EXERCISE INPUT:

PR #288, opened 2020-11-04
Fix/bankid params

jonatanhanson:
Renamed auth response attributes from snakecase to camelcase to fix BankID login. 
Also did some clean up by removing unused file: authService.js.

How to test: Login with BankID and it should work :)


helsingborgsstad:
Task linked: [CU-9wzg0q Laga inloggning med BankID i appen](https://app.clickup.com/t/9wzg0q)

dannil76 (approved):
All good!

==

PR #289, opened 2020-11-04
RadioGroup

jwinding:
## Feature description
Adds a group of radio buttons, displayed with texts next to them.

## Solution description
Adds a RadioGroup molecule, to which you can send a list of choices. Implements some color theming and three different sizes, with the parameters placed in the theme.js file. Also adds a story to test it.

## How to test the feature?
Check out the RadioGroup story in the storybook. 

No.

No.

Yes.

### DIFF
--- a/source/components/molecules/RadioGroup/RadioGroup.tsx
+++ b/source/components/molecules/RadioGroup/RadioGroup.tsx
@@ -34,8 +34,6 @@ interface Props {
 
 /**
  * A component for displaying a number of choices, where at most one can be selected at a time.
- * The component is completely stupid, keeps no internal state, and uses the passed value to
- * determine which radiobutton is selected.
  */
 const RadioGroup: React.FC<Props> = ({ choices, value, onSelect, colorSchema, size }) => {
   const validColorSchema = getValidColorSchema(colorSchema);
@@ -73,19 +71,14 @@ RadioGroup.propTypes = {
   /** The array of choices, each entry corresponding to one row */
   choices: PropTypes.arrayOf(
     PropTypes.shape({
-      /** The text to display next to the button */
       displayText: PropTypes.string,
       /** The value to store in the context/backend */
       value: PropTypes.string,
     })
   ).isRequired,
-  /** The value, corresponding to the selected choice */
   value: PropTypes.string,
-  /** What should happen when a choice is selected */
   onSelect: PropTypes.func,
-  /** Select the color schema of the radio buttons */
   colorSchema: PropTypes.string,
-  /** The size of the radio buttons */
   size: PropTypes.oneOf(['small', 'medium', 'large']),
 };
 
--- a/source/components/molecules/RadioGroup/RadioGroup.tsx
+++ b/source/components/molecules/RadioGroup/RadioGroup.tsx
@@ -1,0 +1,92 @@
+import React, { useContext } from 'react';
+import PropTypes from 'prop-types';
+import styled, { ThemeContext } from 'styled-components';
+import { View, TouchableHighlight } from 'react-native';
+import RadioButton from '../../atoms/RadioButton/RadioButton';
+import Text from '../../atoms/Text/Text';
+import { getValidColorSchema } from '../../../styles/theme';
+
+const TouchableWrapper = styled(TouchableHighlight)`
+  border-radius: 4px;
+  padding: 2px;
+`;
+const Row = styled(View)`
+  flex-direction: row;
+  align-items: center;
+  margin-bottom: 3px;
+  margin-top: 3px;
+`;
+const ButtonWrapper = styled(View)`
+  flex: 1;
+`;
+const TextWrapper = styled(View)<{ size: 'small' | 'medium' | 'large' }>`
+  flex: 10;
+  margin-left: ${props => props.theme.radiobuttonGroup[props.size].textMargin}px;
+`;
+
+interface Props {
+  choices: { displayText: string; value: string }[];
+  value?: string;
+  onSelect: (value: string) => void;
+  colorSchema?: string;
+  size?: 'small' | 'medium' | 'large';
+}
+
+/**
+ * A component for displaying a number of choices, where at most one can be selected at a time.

==

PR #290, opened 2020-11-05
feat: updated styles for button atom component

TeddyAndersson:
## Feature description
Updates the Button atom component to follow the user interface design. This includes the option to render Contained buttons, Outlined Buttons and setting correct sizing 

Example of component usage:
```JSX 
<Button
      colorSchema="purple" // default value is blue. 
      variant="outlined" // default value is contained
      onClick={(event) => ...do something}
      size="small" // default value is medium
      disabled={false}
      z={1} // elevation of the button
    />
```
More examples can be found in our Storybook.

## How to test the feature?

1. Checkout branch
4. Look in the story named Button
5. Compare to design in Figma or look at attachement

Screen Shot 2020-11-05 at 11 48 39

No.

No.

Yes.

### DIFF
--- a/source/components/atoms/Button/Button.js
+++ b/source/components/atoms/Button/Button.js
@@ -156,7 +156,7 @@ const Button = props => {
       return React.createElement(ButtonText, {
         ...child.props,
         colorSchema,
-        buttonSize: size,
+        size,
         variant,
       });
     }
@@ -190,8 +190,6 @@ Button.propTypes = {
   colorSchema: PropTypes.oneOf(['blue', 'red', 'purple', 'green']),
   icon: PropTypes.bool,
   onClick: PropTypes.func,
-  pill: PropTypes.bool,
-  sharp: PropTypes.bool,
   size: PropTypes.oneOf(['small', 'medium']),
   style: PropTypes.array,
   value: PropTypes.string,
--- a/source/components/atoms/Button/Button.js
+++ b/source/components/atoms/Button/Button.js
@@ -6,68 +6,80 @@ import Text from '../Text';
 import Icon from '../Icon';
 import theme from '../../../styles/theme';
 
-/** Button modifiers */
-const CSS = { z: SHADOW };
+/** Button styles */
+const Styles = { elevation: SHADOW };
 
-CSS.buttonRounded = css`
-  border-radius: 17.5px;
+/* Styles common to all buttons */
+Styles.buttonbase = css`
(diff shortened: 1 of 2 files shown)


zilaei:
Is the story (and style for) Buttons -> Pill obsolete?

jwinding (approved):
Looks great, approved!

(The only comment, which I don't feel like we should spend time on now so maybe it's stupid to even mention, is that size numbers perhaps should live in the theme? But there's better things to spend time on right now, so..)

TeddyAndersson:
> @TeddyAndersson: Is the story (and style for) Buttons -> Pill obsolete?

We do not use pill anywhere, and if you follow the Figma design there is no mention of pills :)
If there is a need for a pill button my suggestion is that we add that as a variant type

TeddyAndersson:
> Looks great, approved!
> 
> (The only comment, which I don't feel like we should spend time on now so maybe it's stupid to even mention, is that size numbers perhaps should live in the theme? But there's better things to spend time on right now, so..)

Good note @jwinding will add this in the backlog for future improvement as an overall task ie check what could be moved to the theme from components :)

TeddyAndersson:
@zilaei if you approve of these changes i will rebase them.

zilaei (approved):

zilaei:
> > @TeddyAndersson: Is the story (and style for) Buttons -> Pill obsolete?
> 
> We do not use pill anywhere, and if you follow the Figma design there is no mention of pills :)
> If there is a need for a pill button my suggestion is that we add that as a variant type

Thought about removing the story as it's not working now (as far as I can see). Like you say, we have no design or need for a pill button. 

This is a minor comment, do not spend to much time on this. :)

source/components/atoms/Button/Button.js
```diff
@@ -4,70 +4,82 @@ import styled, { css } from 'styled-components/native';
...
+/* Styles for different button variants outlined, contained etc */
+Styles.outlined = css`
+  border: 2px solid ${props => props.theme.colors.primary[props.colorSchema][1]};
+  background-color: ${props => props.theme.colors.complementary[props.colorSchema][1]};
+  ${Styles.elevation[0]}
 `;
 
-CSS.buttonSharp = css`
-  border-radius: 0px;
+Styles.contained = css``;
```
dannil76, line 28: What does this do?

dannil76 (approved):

TASK REQUIREMENTS: Where a line in the material above holds "selected", copy that line.

OUTPUT OF THE TASK:
  * A component for displaying a number of choices, where at most one can be selected at a time.
- * determine which radiobutton is selected.
-  /** The value, corresponding to the selected choice */
-  /** What should happen when a choice is selected */
+ * A component for displaying a number of choices, where at most one can be selected at a time.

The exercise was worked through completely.